If you boil Blodget’s 4,000 words down to a single idea, it’s basically this: over-aggregation.
Now the concept of over-aggregation is not well defined, and means different things to different people. To Ryan McCarthy, who used to work at the Huffington Post and is acutely attuned to such things, over-aggregation is what happens when Outlet A writes a story and then Outlet B basically rewrites or copies the story so that there’s no reason to click through to A any more. HuffPo and Business Insider have both been accused of this, as have sites like Newser.
But that’s clearly not what was happening with Marco’s posts, so let’s put that kind of over-aggregation to one side for the moment. The dispute between Marco and Business Insider relates to something different — which is what happens when TBI links out directly to other people’s blog posts.
Now I’m a great believer in linking out directly to other people’s blog posts: I’ve built an entire website which does nothing else. And Counterparties.com doesn’t just have external links, either: each link also comes with a dedicated permalink, like this one.
But here’s the thing: we build Counterparties.com by hand, we write every headline on the site, we add a tag to it, and so on. What you see on Counterparties is our unique content. It links to other sites, but it doesn’t copy anything from those sites. And we link out maybe 20 or 30 times a day, tops. This is not some kind of copy-and-linking robot algorithm, it’s a hand-built list of artfully curated links.

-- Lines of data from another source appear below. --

PR #454, opened 2022-05-05
Support for data-driven Map Markers and Swiper Items

dhruska:
Adds a `data`, `renderItem`, and `keyExtractor` API for `MapView` and `Swiper` to allow for making their children data-driven, since `FlatList` is not compatible.

IMG_4483

IMG_4482

### DIFF
--- a/packages/web-maps/src/components/MapView.tsx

At TBI, by contrast, the areas of the site with nothing but external links work very differently. There are two such areas: one’s a column called “Read Me” which appears on the right hand side of the page if you scroll down a bit, and the other is a dedicated section called “The Tape“. For readers navigating the site, both of them work as they should: you see the headline, you click on the link, you go straight to the other website.

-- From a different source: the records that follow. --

PR #458, opened 2022-05-11
 Set full width as default for WebView

smlarkin:
Per [P-2843](https://linear.app/draftbit/issue/P-2843/webview-doesnt-show-on-mobile-previews), the WebView should always display full width when added to a screen.  It should also respond to height and width % and px settings.

NOTE ... unlike other width's we have to start with the window.width and base our settings from there with WebView.

### DIFF
--- a/packages/native/src/components/WebView.tsx
+++ b/packages/native/src/components/WebView.tsx
@@ -90,6 +90,16 @@ const NativeWebView: React.FC<WebViewProps> = ({
     );
   };
 
+  const getFinalWidth = () => {
+    if (typeof style?.width === "number") {
+      return style.width;
+    } else if (typeof style?.width === "string" && style.width.includes("%")) {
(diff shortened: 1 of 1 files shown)


packages/native/src/components/WebView.tsx
```diff
@@ -90,6 +90,16 @@ const NativeWebView: React.FC<WebViewProps> = ({
     );
   };
 
+  const getFinalWidth = () => {
+    if (typeof style?.width === "number") {
+      return style.width;
+    } else if (typeof style?.width === "string" && style.width.includes("%")) {
+      return width * (Number(style.width.replace("%", "")) / 100);
```
adnelson, line 97: Can we move the definition of `width` into this function? I think it would make it a little easier to understand.

smlarkin: @adnelson done.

But behind each of those links is a huge CMS (content management system) architecture, whereby every external link is generated from a dedicated permalink page which people navigating the website are never supposed to see.

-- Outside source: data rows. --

PR #464, opened 2022-05-20
Rewrite Picker so controls work in Builder + add missing props

smlarkin:
Per [P-2846](https://linear.app/draftbit/issue/P-2846/changing-height-of-picker-component-messes-up-the-internal-picker) ... AND chats with Rahul, Amit, George, Brian ...

I've rewritten Picker to work as expected.  All props should continue to work AND there are 2 new ones... iconColor, iconSize...

ONLY ISSUE ... height set to 100%* (or any %)  is not predictable.  Instead you must set it to number and then continue styling.  Setting it to 100% doesn't change anything.


packages/core/src/components/Picker/Picker.tsx
```diff
@@ -60,39 +123,305 @@ const Picker: React.FC<Props> = ({
...
+        </NativePicker>
+      ) : null}
+    </View>
   );
 };
 
 export default withTheme(Picker);
+
+const styles = StyleSheet.create({
+  marginsContainer: { alignSelf: "stretch" },
```
peterpme, line 386: i'm surprised prettier didn't format this to live below?

packages/core/src/components/Picker/Picker.tsx
```diff
@@ -60,39 +123,305 @@ const Picker: React.FC<Props> = ({
...
+        onPress={togglePickerVisible}
+        style={styles.touchableContainer}
+      >
+        {/* outsetContainer */}
+        <View
+          pointerEvents="none"
+          style={[
+            styles.outsetContainer,
+            stylesWithoutBordersAndMargins,
+            // @ts-expect-error ... rejects border-related { key: undefined }
```
peterpme, line 294: what's `{key: undefined}`? am i misunderstanding that?

smlarkin: @peterpme Removed comment / Added type / N/A issue.

packages/core/src/components/Picker/Picker.tsx
```diff
@@ -1,31 +1,71 @@
...
-      label: option,
+      label: String(option),
       value: String(option),
     }));
   }
 
-  if (options[0].label && options[0].value) {
-    return options.map((option) => {
+  if (
+    typeof options[0] === "object" &&
```
peterpme, line 62: you can use `import { isObject } from 'lodash'` here which could be a tiny bit safer

packages/core/src/components/Picker/Picker.tsx
```diff
@@ -60,39 +122,311 @@ const Picker: React.FC<Props> = ({
...
 
   const pickerOptions = placeholder
     ? [{ value: placeholder, label: placeholder }, ...normalizedOptions]
     : normalizedOptions;
 
+  const { viewStyles, textStyles } = extractStyles(style);
+
+  const { colors } = theme;
+
+  const borders = [
```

If you go to Yahoo Site Explorer, it’ll tell you that TBI has — get this — 465,825 separate pages. Now the likes of Henry Blodget and Joe Weisenthal are undeniably prolific, but there’s no way you get to 465,825 pages manually. TBI is about four years old, if you go back to its first incarnation as Silicon Alley Insider; 465,825 stories over four years works out at well over 300 stories per day.
So most of those pages, it turns out, were generated by robots without any human input at all: they look like this, or like this, and they’re just pages which copy-and-paste the headline, the author, and some of the content from third-party websites.
According to Blodget, this huge mass of robo-pages at TBI has an entirely innocent explanation. “To put something into the ReadMe box,” says Blodget, “we need to have a page with the headline and sub-head and author on our site, even if the page will never be seen by our readers.” It’s just a technical necessity! Nothing nefarious about it!
To be honest, it’s not a technical necessity. Other sites which link out a lot — Drudge, say — don’t have millions of hidden permalink pages generating every link on the home page. And Blodget protests a bit too much, I think, when he says he gets no googlejuice from these pages:
In the past, these pages have been indexed by Google, but because they include a link back to the originating site and page, they do not generate much (if any) SEO value for us. They exist only because it was easier for our developers to use the existing post-headline-author metaphor in our publishing system than to create the Tape entirely from scratch
We always include a link to the original post on this stub page, so Google won’t conclude that we produced the original story.
I don’t think that Blodget is trying to get Google to link prominently to his stub permalink pages; nor is he trying to fool Google that those pages constitute original TBI content.